There was general surprise at the adoption, and general approval. Pliny noted: “All disturbances died at once.” Although the promotion appeared to come out of the blue, Trajan was a rational choice. The son of a distinguished father, he was a second-generation patrician. He had made a name for himself as an able soldier, popular with both the men and their commanders.
According to Pliny, Trajan was reluctant to accept his appointment as Nerva’s colleague in empire. “You had to be pressed. Even then you could only be persuaded because you saw your country in peril [from the Praetorian Guard] and the whole state tottering to a fall.”
There is evidence that Trajan had been informally discussed as
capax imperii
, worthy of rule, for some time. Tacitus states that his father-in-law,
Gnaeus Julius Agricola, a general who was responsible for much of the conquest of Britannia, “foretold” the principate of Trajan “in our hearing both as something to be prayed for and something that would happen.” The point here is that Agricola had died as long ago as 93, at the height of Domitian’s terror. Gossip of this kind was dangerous then not only to the speaker but to the person he was speaking about. Trajan was lucky that it did not reach the emperor’s ears.
A remark by Pliny, that not to have adopted Trajan would have indicated the “wanton tyranny of power,” suggests that Nerva’s hands were tied in advance. And a late source claims that the dexterous and unscrupulous Licinius Sura had engineered a coup d’état: in other words, the adoption had been a seizure, not a gift. So perhaps Trajan was not as retiring as he seemed.
It is impossible to be sure exactly what happened, but here is a plausible scenario that takes account of what we are told and of the changeless imperatives of political action. During the last terrifying years of the previous reign Trajan’s name began to be whispered in opposition circles as a potential
princeps
. As a distinguished soldier he could be counted on to adopt a more aggressive military posture than Domitian, which would please the general staff. Domestically, he held moderate views and would be likely to cooperate with rather than browbeat the Senate. If he showed no uncomely enthusiasm for the throne, that was a reassuring bonus.

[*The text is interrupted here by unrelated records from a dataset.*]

PR #1416, opened 2016-03-01
Fix a potential race condition in recv cancel

abouteiller:
The access to request->req_match_received is safe, however, when we read it false, we may unsafely assume that the request is not matched and go on and cancel it. As the matching lock is taken late, the request may actually get matched in the meantime, and we end-up cancelling a matched request.


hppritcha:
@abouteiller please open a PR for v2.x once this has been merged in to master.

PR #2829, opened 2017-01-25
Allow all tuned MCA parameters to be modified programatically.

bosilca:
This brings back a lost feature that would allow the users to fine-grain tune what collectives will be used for all new communicators.
In addition: Fix a comment in the MCA header.


hppritcha:
@bosilca please fix the signed off.

artpol84:
bot:mellanox:retest

PR #2831, opened 2017-01-25
pml/base: Expose some bsend varaibles so PMLs may reference them

jjhursey:
* This was useful when trying to optimize our PML - having access to the user pointers.

### DIFF
--- a/ompi/mca/pml/base/pml_base_bsend.c
+++ b/ompi/mca/pml/base/pml_base_bsend.c
@@ -15,6 +15,7 @@
  *                         and Technology (RIST). All rights reserved.
  * Copyright (c) 2015      Los Alamos National Security, LLC.  All rights
  *                         reserved.
+ * Copyright (c) 2017      IBM Corporation.  All rights reserved.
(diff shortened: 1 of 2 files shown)


bosilca:
@jjhursey I would be curious to see the rationale behind this change ?

artpol84:
bot:mellanox:retest

jjhursey:
@bosilca We needed access to the `mca_pml_bsend_base` to check if it is a CUDA buffer that they passed to `MPI_Buffer_attach` then called `MPI_Bsend` later. I couldn't find a better way to access that user address without re-working where `mca_pml_base_bsend_attach` is located.

jjhursey:
@ggouaillardet has a commit [here](https://github.com/open-mpi/ompi/commit/ad44ecb2ba371c10642344f90b01a97e957d241e#commitcomment-20694838) that initializes these variables that needs to be included in the PRs to the release branches (when I make them).

jjhursey:
Ref PR #2895 and PR #2896

PR #2833, opened 2017-01-25
oob/usock: Protect against possible NULL peer

jjhursey:
* It is possible that this function is called with a `NULL` peer in an error path where the peer is unclear. This protects us from a segv.
 * Not on `master` so nothing to cherry-pick


artpol84:
bot:mellanox:retest

PR #2838, opened 2017-01-25
Remove the enable-heterogeneous config option

### LINKED ISSUE #2802: remove --enable-heterogenous configury option
Mixed big endian/little endian no longer works in Open MPI and there are no plans currently to fix it.  To avoid user confusion, remove the configure --enable-heterogenous option.  Related to issue #639.

Rather than just removing entirely from the configury, it would be better to have configure print out an error message if this option is attempted and abort.

nrgraham23:
This commit removes the enable-heterogeneous option.
If the user attempts to use this option, configure
will print a warning message and error out.

fixes #2802 

@hppritcha @jsquyres

### DIFF
--- a/config/opal_configure_options.m4
+++ b/config/opal_configure_options.m4
@@ -297,11 +297,12 @@ AC_ARG_ENABLE([heterogeneous],
                      platform support (default: disabled)])])
 if test "$enable_heterogeneous" = "yes" ; then
      AC_MSG_RESULT([yes])
-     opal_want_heterogeneous=1
-else
-     AC_MSG_RESULT([no])
-     opal_want_heterogeneous=0
+     AC_MSG_WARN([Heterogeneous support is not currently supported in Open MPI])
+     AC_MSG_ERROR([cannot continue])
 fi
+
+opal_want_heterogeneous=0
+
 AC_DEFINE_UNQUOTED([OPAL_ENABLE_HETEROGENEOUS_SUPPORT],
                    [$opal_want_heterogeneous],
                    [Enable features required for heterogeneous support])


nrgraham23:
Here is the fix without removing the dead code this PR creates.  I can modify it to go ahead and remove that code if it is decided that is what is wanted.

nrgraham23:
@jsquyres @hppritcha Is this ready to be merged?

rhc54:
I believe that @ggouaillardet wanted to retain it and was offering to maintain it - if that is true, then we really shouldn't remove it.

nrgraham23:
He did.  I assumed that Jeff and Howard had seen his comments on issue #2802 and had decided to go ahead with the removal anyways, but if this is not the case, let me know and I can close this.

hppritcha:
I think we should go ahead with this PR and when @ggouaillardet fixes existing issues with hetero he can reenable.

rhc54:
@ggouaillardet We talked about this on the telecon this morning, and bottom line is that we will apply our usual policy here: if someone is willing to maintain and test this feature, then no problem leaving it in the code. This probably applies sooner to v2.1 than v2.0.3, but if you can update the support and at least post on the PR your MTT results, then we are content to leave this alive.

jsquyres:
@ggouaillardet Do you have plans to fix the heterogeneous support?

ggouaillardet:
@jsquyres i made #2940 with some fixes i did not yet push into master
i will likely ask some extra pair of eyes to review them before commiting

jsquyres:
Ok.  So the intent is definitely to fix heterogeneous -- let's close this PR, then.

The conspirators nominated Nerva to the purple rather than Trajan because the latter was physically too distant from the center of events, and the imperial system could not tolerate a vacuum, even for a few days, without risking civil war. The Praetorian Guard needed to be confronted with an immediate fait accompli if they were to tolerate Domitian’s violent removal from the stage. Trajan, marooned in his province, on security grounds surely could not have been informed of the plot to kill Domitian. He would have to wait until the next time for a chance of winning the purple. And to make sure that the next time actually arrived, Licinius Sura was on hand as his confidential “agent” in Rome (in fact, it is not known where he was at this period, but if he was looking after Trajan’s interests, as suggested, he could hardly have done so effectively unless he was in the capital).